Bestraling | Therapie prostaatkanker

Bestraling

radiotherapie For prostaat kanker kan verstandig worden uitgevoerd in alle gelokaliseerde stadia van de ziekte. Met moderne technieken kunnen tegenwoordig hoge stralingsdoses worden bereikt in het tumorgebied. Zo kan een gelijkwaardig genezingspercentage en ziekteprognose worden bereikt als bij prostatectomie. Erectiestoornissen en urine-incontinentie zijn hier ook typische bijwerkingen, maar komen minder vaak en minder uitgesproken voor dan na een prostatectomie. Bovendien reactieve ontsteking van de slijmvliezen van de blaas en rectum kan voorkomen.
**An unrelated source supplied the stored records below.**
PR #2025, opened 2020-02-17
[DYOD] Smart Position Lists / adding EntireChunkPosList

XPerianer:


XPerianer:
This is a test

mrks:
Please ping your partner group if you have not already done so.

mrks:
Any idea on when the review will be done?

src/lib/storage/segment_iterables/base_segment_iterators.hpp
```diff
@@ -38,7 +38,16 @@ namespace opossum {
...
-class BaseSegmentIterator : public boost::iterator_facade<Derived, Value, boost::random_access_traversal_tag, Value> {};
+class BaseSegmentIterator
+    : public boost::iterator_facade<Derived, Value, boost::random_access_traversal_tag, Value, std::ptrdiff_t> {
+ public:
+  // boost will not use the random_access_iterator_tag if reference_type is not a c++ reference (which it isn't here)
+  // we still want to use random access (for binary search, distance, ...)
+  /* typedef std::random_access_iterator_tag iterator_category; */
+  // TODO
+  // this makes some tests segfault. We think it's due to some bad distance_to implementation, but we're not sure.
+  // It doesn't give a noticable performance boost, so leaving it out might also be fine?
```
He3lixxx: @Bensk1 Boost will not use the random access iterator tag here, even if we pass `random_access_traversal_tag` to the `iterator_facade`, due to the logic documented [here](https://www.boost.org/doc/libs/1_72_0/libs/iterator/doc/iterator_facade.html) (search for "where iterator-category is defined as follows").
However, in our last benchmarks, we couldn't see a difference between adding this here and using the default. (Keep in mind: The AbstractPosList will use `random_access_iterator_tag` no matter what we set here. We just thought it would make sense to also set the random access tag here.)

Thus, we'd suggest that we simply add a comment linking to the boost documentation and explaining that this Iterator will not be treated as a random access iterator by the STL. Does this sound good / should we do something else?

Bensk1: It's should be no news to us that boost does not use the random access iterator tag here. During our last meeting we were only discussing the use of `/* typedef std::random_access_iterator_tag iterator_category; */` Which tests are segfaulting? @Bouncner might be interested in that. 

Your proposed solution is alright.

He3lixxx: Hmm, turns out the current code doesn't segfault anymore when putting the tag in. I guess some changes on master fixed this?

I guess we'll just put in the tag then and remove the TODO?

src/test/optimizer/strategy/predicate_reordering_rule_test.cpp
```diff
@@ -240,7 +240,9 @@ TEST_F(PredicateReorderingTest, PredicatesWithMultipleOutputs) {
   EXPECT_EQ(predicate_b_node->left_input(), table_node);
 }
 
-TEST_F(PredicateReorderingTest, SimpleValidateReorderingTest) {
+// TODO
+// Currently disabled, when MatchesAll gives better performance we should consider removing the rule
+/* TEST_F(PredicateReorderingTest, SimpleValidateReorderingTest) {
```
He3lixxx: To resolve this, I'd say we compare release performance and then decide which ordering is currently better?

However, strangely, master doesn't compile for me on the VM with release so our branch doesn't either:
```
In file included from /home/Richard.Ebeling/hyrise/src/lib/storage/vector_compression/fixed_size_byte_aligned/fixed_size_byte_aligned_vector.hpp:9,
                 from /home/Richard.Ebeling/hyrise/src/lib/storage/vector_compression/resolve_compressed_vector_type.hpp:7,
                 from /home/Richard.Ebeling/hyrise/src/lib/storage/dictionary_segment/dictionary_segment_iterable.hpp:9,
                 from /home/Richard.Ebeling/hyrise/src/lib/storage/create_iterable_from_segment.ipp:3,
                 from /home/Richard.Ebeling/hyrise/src/lib/storage/create_iterable_from_segment.hpp:82,
                 from /home/Richard.Ebeling/hyrise/src/lib/operators/join_nested_loop.cpp:9:
/home/Richard.Ebeling/hyrise/src/lib/storage/vector_compression/fixed_size_byte_aligned/fixed_size_byte_aligned_decompressor.hpp: In function ‘void {anonymous}::join_two_typed_segments(const BinaryFunctor&, LeftIterator, LeftIterator, RightIterator, RightIterator, opossum::ChunkID, opossum::ChunkID, const opossum::JoinNestedLoop::JoinParams&) [with BinaryFunctor = std::greater_equal<void>; LeftIterator = opossum::AnySegmentIterator<int>; RightIterator = opossum::FrameOfReferenceSegmentIterable<int>::PointAccessIterator<opossum::FixedSizeByteAlignedDecompressor<unsigned char> >]’:
/home/Richard.Ebeling/hyrise/src/lib/storage/vector_compression/fixed_size_byte_aligned/fixed_size_byte_aligned_decompressor.hpp:19:46: error: ‘*((void*)(& right_it)+32).opossum::FixedSizeByteAlignedDecompressor<unsigned char>::_data’ may be used uninitialized in this function [-Werror=maybe-uninitialized]
   19 |   uint32_t get(size_t i) final { return _data[i]; }
      |                                         ~~~~~^
/home/Richard.Ebeling/hyrise/src/lib/operators/join_nested_loop.cpp:51:15: note: ‘*((void*)(& right_it)+32).opossum::FixedSizeByteAlignedDecompressor<unsigned char>::_data’ was declared here
   51 |     for (auto right_it = right_begin; right_it != right_end; ++right_it) {
      |               ^~~~~~~~
```
(GCC, release build, same error repeats 17 times)

He3lixxx:
> Any idea on when the review will be done?

@s4pu @tzagorni @carlaterboven

src/lib/storage/segment_iterables/base_segment_iterators.hpp
Bensk1: @Bouncner, what was our decision on using `std::random_access_iterator_tag`?

src/test/optimizer/strategy/predicate_reordering_rule_test.cpp
Bensk1: Strange, master should compile without problems. You did not change any of these files, did you?

Bensk1: 41d70ad904 works for me with GCC (g++ (Ubuntu 9.2.1-9ubuntu2) 9.2.1 20191008) in debug and release, `hyriseTest`. `CXXFLAGS=-fdiagnostics-color=always cmake -DENABLE_NUMA_SUPPORT=Off -DCMAKE_BUILD_TYPE=Release -G Ninja ..`.

He3lixxx: I think I didn't -- but maybe I'm missing something. If you have some time, feel free to
```
sudo su -- Richard.Ebeling
cd ~/hyrise/build-release
make
```
to reproduce on vm-nordes.

src/lib/storage/pos_list.hpp
```diff
@@ -62,7 +63,7 @@ struct PosList final : private pmr_vector<RowID> {
   void guarantee_single_chunk() { _references_single_chunk = true; }
 
   // Returns whether the single ChunkID has been given (not necessarily, if it has been met)
-  bool references_single_chunk() const {
+  bool references_single_chunk() const override {
```
mrks: In the other file, you used final.

src/lib/storage/reference_segment/reference_segment_iterable.hpp
```diff
@@ -29,88 +29,93 @@ class ReferenceSegmentIterable : public SegmentIterable<ReferenceSegmentIterable
...
-    const auto end_it = pos_list->end();
+    resolve_pos_list_type(position_filter, [&functor, &referenced_table, &referenced_column_id](auto pos_list) {
+      const auto begin_it = pos_list->begin();
+      const auto end_it = pos_list->end();
 
-    // If we are guaranteed that the reference segment refers to a single non-NULL chunk, we can do some optimizations.
-    // For example, we can use a single, non-virtual segment accessor instead of having to keep multiple and using
-    // virtual method calls. If begin_it is NULL, chunk_id will be INVALID_CHUNK_ID. Therefore, we skip this case.
+      // If we are guaranteed that the reference segment refers to a single non-NULL chunk, we can do some
+      // optimizations.  For example, we can use a single, non-virtual segment accessor instead of having
```
mrks: Double space

src/lib/storage/segment_iterables.hpp
```diff
@@ -143,8 +143,8 @@ class PointAccessibleSegmentIterable : public SegmentIterable<Derived> {
  public:
   using SegmentIterable<Derived>::with_iterators;  // needed because of “name hiding”
 
-  template <typename Functor>
-  void with_iterators(const std::shared_ptr<const PosList>& position_filter, const Functor& functor) const {
+  template <typename Functor, typename PosListType>
```
mrks: Type should be redundant once we renamed the old PosList

src/lib/storage/segment_iterables.hpp
```diff
@@ -153,10 +153,17 @@ class PointAccessibleSegmentIterable : public SegmentIterable<Derived> {
     }
   }
 
+  // Needed, because otherwise the 2 overloads above are ambiguous
```
mrks: two, also could you add half a sentence on why they are ambiguous?

src/lib/storage/segment_iterables/base_segment_iterators.hpp
```diff
@@ -38,7 +38,13 @@ namespace opossum {
  * };
  */
 template <typename Derived, typename Value>
-class BaseSegmentIterator : public boost::iterator_facade<Derived, Value, boost::random_access_traversal_tag, Value> {};
+class BaseSegmentIterator
+    : public boost::iterator_facade<Derived, Value, boost::random_access_traversal_tag, Value, std::ptrdiff_t> {
+ public:
+  // boost will not use the random_access_iterator_tag if reference_type is not a c++ reference (which it isn't here)
+  // we still want to use random access (for binary search, distance, ...)
+  typedef std::random_access_iterator_tag iterator_category;
```
mrks: Wrote something about this above (reference issue, add that this is a hack)

src/test/lib/matches_all_pos_list_test.cpp
```diff
@@ -0,0 +1,65 @@
...
+  std::shared_ptr<TableWrapper> dummy_table_wrapper;
+  std::shared_ptr<CreateTable> create_table;
+};
+
+TEST_F(MatchesAllPosListTest, AddAfterMatchedAllTest) {
+  // This checks if the matchesAllChunk-Flag in the PosList correctly handles rows, that are added to the table
+  // after the posList was created. These later added rows should not be contained in the PosList
+
+  auto table_name = "test_table";
+  auto table = load_table("resources/test_data/tbl/float_int.tbl", 10, false);
```
mrks: When looking just at this file, it is hard to guess what `false` means. In other places, we uses `enum class X : bool` for this. See, e.g., https://www.bfilipek.com/2017/03/on-toggle-parameters.html

src/test/lib/matches_all_pos_list_test.cpp
```diff
@@ -0,0 +1,65 @@
+#include "base_test.hpp"
+#include "gtest/gtest.h"
```
mrks: Should not be necessary

src/test/lib/matches_all_pos_list_test.cpp
```diff
@@ -0,0 +1,65 @@
...
+  auto table_to_add_name = "test_table_to_add";
+  auto table_to_add = load_table("resources/test_data/tbl/float_int.tbl", 10);
+  // Insert Operator works with the Storage Manager, so the test table must also be known to the StorageManager
+  Hyrise::get().storage_manager.add_table(table_name, table);
+  Hyrise::get().storage_manager.add_table(table_to_add_name, table_to_add);
+
+  auto get_table = std::make_shared<GetTable>(table_name);
+  get_table->execute();
+  const auto chunkID = ChunkID{0};
+  const auto matchesAllPosList =
```
mrks: naming

src/test/lib/matches_all_pos_list_test.cpp
```diff
@@ -0,0 +1,65 @@
...
+
+    create_table = std::make_shared<CreateTable>("t", false, dummy_table_wrapper);
+  }
+
+  TableColumnDefinitions column_definitions;
+  std::shared_ptr<TableWrapper> dummy_table_wrapper;
+  std::shared_ptr<CreateTable> create_table;
+};
+
+TEST_F(MatchesAllPosListTest, AddAfterMatchedAllTest) {
```
mrks: Pending the discussion above, this test (and the setup above) might be replaced with an `EXPECT_THROW`. However, I am missing a test that tests the intended use of this type of pos list.

src/test/optimizer/strategy/predicate_reordering_rule_test.cpp
mrks: Might not be you: https://stackoverflow.com/questions/14132898/gcc-wuninitialized-wmaybe-uninitialized-issues

Do you have the same compiler version?

src/lib/operators/difference.cpp
```diff
@@ -81,7 +81,7 @@ std::shared_ptr<const Table> Difference::_on_execute() {
     Segments output_segments;
 
     // creating a map to share pos_lists (see table_scan.hpp)
-    std::unordered_map<std::shared_ptr<const PosList>, std::shared_ptr<PosList>> out_pos_list_map;
+    std::unordered_map<std::shared_ptr<const AbstractPosList>, std::shared_ptr<PosList>> out_pos_list_map;
```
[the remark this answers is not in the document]
He3lixxx: Yes. We could rename it. What would be your preferred name? What about `VectorPosList`?

src/lib/optimizer/strategy/predicate_reordering_rule.cpp
```diff
@@ -25,8 +25,10 @@ using namespace opossum;  // NOLINT
 bool is_predicate_style_node(const std::shared_ptr<AbstractLQPNode>& node) {
   if (node->type == LQPNodeType::Predicate) return true;
 
-  // Validate can be seen as a Predicate on the MVCC column
+    // Validate can be seen as a Predicate on the MVCC column
+#if 0
   if (node->type == LQPNodeType::Validate) return true;
+#endif
```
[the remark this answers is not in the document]
He3lixxx: There is a test. We commented it out below, there is a TODO there. The decision on whether we actually want to have this change or not has not yet been made, I'd decide after benchmarking both versions on release.

(see src/test/optimizer/strategy/predicate_reordering_rule_test.cpp)

src/lib/operators/difference.cpp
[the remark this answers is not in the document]
mrks: A PosList that stores only chunk offsets would use a vector, too, so that might conflict.

RowIDPosList?
GenericPosList?

Maybe we'd could try to find two more names before we settle. Also pinging @Bensk1.

src/test/optimizer/strategy/predicate_reordering_rule_test.cpp
He3lixxx: I have the exact same compiler version as @Bensk1. If also fails in a completely new build environment:
```bash
mkdir ~/test && cd ~/test
git clone git@github.com:Xperianer/hyrise.git
cd hyrise
mkdir build && cd build
git submodule update --init
git checkout polymorphic-poslist-compiling
git log  # is on 41d70ad
cmake .. -DCMAKE_CXX_COMPILER_LAUNCHER=ccache -DCMAKE_BUILD_TYPE=Release -DENABLE_NUMA_SUPPORT=Off
make -j 32 hyriseTest
```

same thing happens when building with ninja and the command @Bensk1 gave:
```bash
CXXFLAGS=-fdiagnostics-color=always cmake -DENABLE_NUMA_SUPPORT=Off -DCMAKE_BUILD_TYPE=Release -G Ninja ..
ninja hyriseTest
```

`/usr/bin/env` does not report any environment variables that should change gcc's behaviour.
Is there any other place where I could have globally configured gcc to behave differently?

src/lib/operators/difference.cpp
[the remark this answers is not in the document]
He3lixxx: I think `RowIDPosList` is the best candidate. All PosLists differ only in how they internally store the data, so naming them after what they store internally makes sense.

Other names that came to my mind are based on synonyms for "Generic": `DefaultPosList`, `IntuitivePosList`, `NaivePosList` - but I think they are worse.

Any other ideas @XPerianer @leogeier

src/test/optimizer/strategy/predicate_reordering_rule_test.cpp
mrks: I'd like to test something in your environment. Let me know when it's free.

He3lixxx: Go ahead :)

mrks: My guess is that it is another gcc unused bug. Reasons for that:
* clang isn't unhappy about it
* `_data` is a reference and, as such, it should be impossible to create an object where it is uninitialized. You should get "error: constructor for 'X' must explicitly initialize the reference member 'foo'" even without any warning messages enabled
* GCC's unused detection is known to be buggy

My suggestion is to add this:

```
#pragma GCC diagnostic push
#pragma GCC diagnostic ignored "-Wmaybe-uninitialized"
...
#pragma GCC diagnostic pop
```

Hopefully, doing this in the get() method should be sufficient.

src/lib/operators/table_scan/sorted_segment_search.hpp
```diff
@@ -9,6 +9,7 @@
 
 #include "all_type_variant.hpp"
 #include "constant_mappings.hpp"
+#include "storage/pos_list.hpp"
```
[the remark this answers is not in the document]
He3lixxx: `_write_rows_to_matches` is given two instances, one of `AbstractPosList` and one of `PosList` (old name). Vector methods like resize and operator[] with a reference return type will be used on the latter, so it makes sense to keep the type there I think.

src/lib/storage/matches_all_pos_list.hpp
```diff
@@ -0,0 +1,60 @@
...
+    return RowID{_common_chunk_id, static_cast<ChunkOffset>(n)};
+  }
+
+  bool empty() const final { return size() == 0; }
+
+  size_t size() const final { return _common_chunk_size_on_creation; }
+
+  size_t memory_usage(const MemoryUsageCalculationMode) const final { return sizeof *this; }
+
+  PosListIterator<const MatchesAllPosList*, RowID> begin() const {
```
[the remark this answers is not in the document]
He3lixxx: In theory, a random access iterator (which we were aiming for here) should be default constructible. Currently, in our code, this never happens (default ctor is deleted) -> Currently, it could be a reference.

So: should we make it a reference?

src/lib/storage/pos_list.hpp
```diff
@@ -125,24 +124,15 @@ struct PosList final : private pmr_vector<RowID> {
   using Vector::resize;
   using Vector::swap;
 
-  friend bool operator==(const PosList& lhs, const PosList& rhs);
-  friend bool operator==(const PosList& lhs, const pmr_vector<RowID>& rhs);
-  friend bool operator==(const pmr_vector<RowID>& lhs, const PosList& rhs);
+  Vector& as_vector() { return static_cast<Vector&>(*this); }
```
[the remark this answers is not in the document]
He3lixxx: Removed, `as_vector` was an outdated concept.

src/lib/CMakeLists.txt
```diff
@@ -475,6 +476,7 @@ set(
     storage/lz4_segment/lz4_segment_iterable.hpp
     storage/lz4_segment.cpp
     storage/lz4_segment.hpp
+    storage/matches_all_pos_list.hpp
```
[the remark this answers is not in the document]
He3lixxx: done

src/lib/resolve_type.hpp
```diff
@@ -212,6 +214,33 @@ std::enable_if_t<std::is_same_v<BaseSegment, std::remove_const_t<BaseSegmentType
...
+    func(*pos_list);
+  } else if (auto matches_all_pos_list = dynamic_cast<const MatchesAllPosList*>(&untyped_pos_list)) {
+    func(*matches_all_pos_list);
+  } else {
+    Fail("Unrecognized PosList type encountered");
+  }
+}
+
+template <typename Functor>
+void resolve_pos_list_type(const std::shared_ptr<const AbstractPosList>& untyped_pos_list, const Functor& func) {
```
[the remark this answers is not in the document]
He3lixxx: Removed the reference-version of this method as it was unused

src/lib/storage/abstract_pos_list.hpp
```diff
@@ -0,0 +1,119 @@
...
+
+class PosList;
+
+class AbstractPosList {
+ public:
+  template <typename PosListType = const AbstractPosList*, typename DereferenceReturnType = RowID>
+  class PosListIterator : public boost::iterator_facade<PosListIterator<PosListType, DereferenceReturnType>, RowID,
+                                                        boost::random_access_traversal_tag, DereferenceReturnType> {
+   public:
+    PosListIterator(PosListType pl_pointer, ChunkOffset pos, ChunkOffset max_size) {
```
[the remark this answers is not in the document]
He3lixxx: 1. renamed
2. Removed the parameter. Do we want to keep a DebugAssert like `DebugAssert(_chunk_offset < _max_size, "past-the-end PosListIterator dereferenced");` in the dereference operator? We could by simply using `pl_pointer->size()` there - or, if we think calling `size()` has a performance overhead, we can store the size here, once, and then use that stored value.

src/lib/storage/abstract_pos_list.hpp
```diff
@@ -0,0 +1,119 @@
...
+      _pl_pointer = pl_pointer;
+      _chunk_offset = pos;
+      _max_size = max_size;
+    }
+
+    // boost will not use the random_access_iterator_tag if reference_type is not a c++ reference (which it isn't here)
+    // we still want to use random access (for binary search, distance, ...)
+    typedef std::random_access_iterator_tag iterator_category;
+
+    PosListIterator() = delete;
```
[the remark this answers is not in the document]
He3lixxx: removed.

src/lib/storage/abstract_pos_list.hpp
```diff
@@ -0,0 +1,119 @@
...
+
+    void increment() { ++_chunk_offset; }
+
+    void decrement() { --_chunk_offset; }
+
+    void advance(std::ptrdiff_t n) { _chunk_offset += n; }
+
+    bool equal(const PosListIterator& other) const {
+      DebugAssert(_pl_pointer == other._pl_pointer, "You trusted me and I failed you.");
```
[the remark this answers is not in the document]
He3lixxx: Fixed.

src/lib/storage/abstract_pos_list.hpp
```diff
@@ -0,0 +1,119 @@
...
+      return other._chunk_offset == _chunk_offset;
+    }
+
+    std::ptrdiff_t distance_to(const PosListIterator& other) const {
+      return static_cast<std::ptrdiff_t>(other._chunk_offset) - _chunk_offset;
+    }
+
+    DereferenceReturnType dereference() const {
+      DebugAssert(_chunk_offset < _max_size, "You foool");
```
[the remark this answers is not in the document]
He3lixxx: See annotation for line 22 - we could keep the assertion without having max_size in the interface.

src/lib/storage/abstract_pos_list.hpp
```diff
@@ -0,0 +1,119 @@
...
+      return (*_pl_pointer)[_chunk_offset];
+    }
+
+    PosListType _pl_pointer;
+    ChunkOffset _chunk_offset;
+    ChunkOffset _max_size;
+  };
+
+  // public:
```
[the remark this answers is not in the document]
He3lixxx: removed.

src/lib/storage/abstract_pos_list.hpp
```diff
@@ -0,0 +1,119 @@
...
+
+#include "types.hpp"
+#include "utils/assert.hpp"
+#include "utils/performance_warning.hpp"
+
+namespace opossum {
+
+class PosList;
+
+class AbstractPosList {
```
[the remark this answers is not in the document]
He3lixxx: Done as `class AbstractPosList : private Noncopyable` - is this correct in this case? (Not sure about private vs public inheritance in this case)

src/lib/storage/abstract_pos_list.hpp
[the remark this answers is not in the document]
mrks: Sounds good.

src/lib/storage/abstract_pos_list.hpp
```diff
@@ -0,0 +1,119 @@
...
+  // Returns whether it is guaranteed that the PosList references a single ChunkID.
+  // However, it may be false even if this is the case.
+  virtual bool references_single_chunk() const = 0;
+
+  // For chunks that share a common ChunkID, returns that ID.
+  virtual ChunkID common_chunk_id() const = 0;
+
+  virtual RowID operator[](size_t n) const = 0;
+
+  PosListIterator<> begin() const {
```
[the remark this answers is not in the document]
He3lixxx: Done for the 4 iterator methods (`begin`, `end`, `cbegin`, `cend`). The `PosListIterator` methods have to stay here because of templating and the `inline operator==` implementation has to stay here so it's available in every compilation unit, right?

Hormoontherapie (antiandrogeentherapie)

Het is bewezen dat de prostaat heeft zeker nodig hormonen voor zijn functie. Wanneer deze stoffen worden onttrokken, krimpt niet alleen de klier zelf, maar ook de eventueel aanwezige tumor. Omgekeerd is de administratie van mannelijke hormonen (testosteron) leidt tot een groeispurt.

Het mag daarom nooit worden toegediend om potentiestoornissen te behandelen in geval van bestaande prostaat kanker. Hormoontherapie wordt gebruikt in gevallen van bewezen weefselvocht knooppunt of ver metastasen en, afhankelijk van de agressiviteit van de tumorcellen, ook als hulpmiddel voor of na de operatie of radiotherapie. Methode: Gewoonlijk neemt het effect van de antiandrogene behandeling af na 2 - 3 jaar.

Een volledige hormoonblokkade moet nu worden uitgevoerd door antiandrogeen- en GnRH-remmers te combineren. Indien dit niet haalbaar is, kan de toevoeging van chemotherapeutica worden overwogen. 60% van de patiënten reageert aanvankelijk, maar op de lange termijn is een objectieve verbetering zeldzaam.

Men moet er intensief over nadenken of het gehoopte voordeel de verwachte bijwerkingen waard is. Hier vindt u alles over het onderwerp: Hormoonpreparaten

  • Orchiectomie: verwijdering van het hormoonproducerende testiculaire weefsel. De capsule en de bijbal blijven op hun plaats.

    De testosteron niveau wordt verlaagd tot 10% van het oorspronkelijke niveau. De behandeling is goedkoop en vereist geen voortdurende vervolgonderzoeken.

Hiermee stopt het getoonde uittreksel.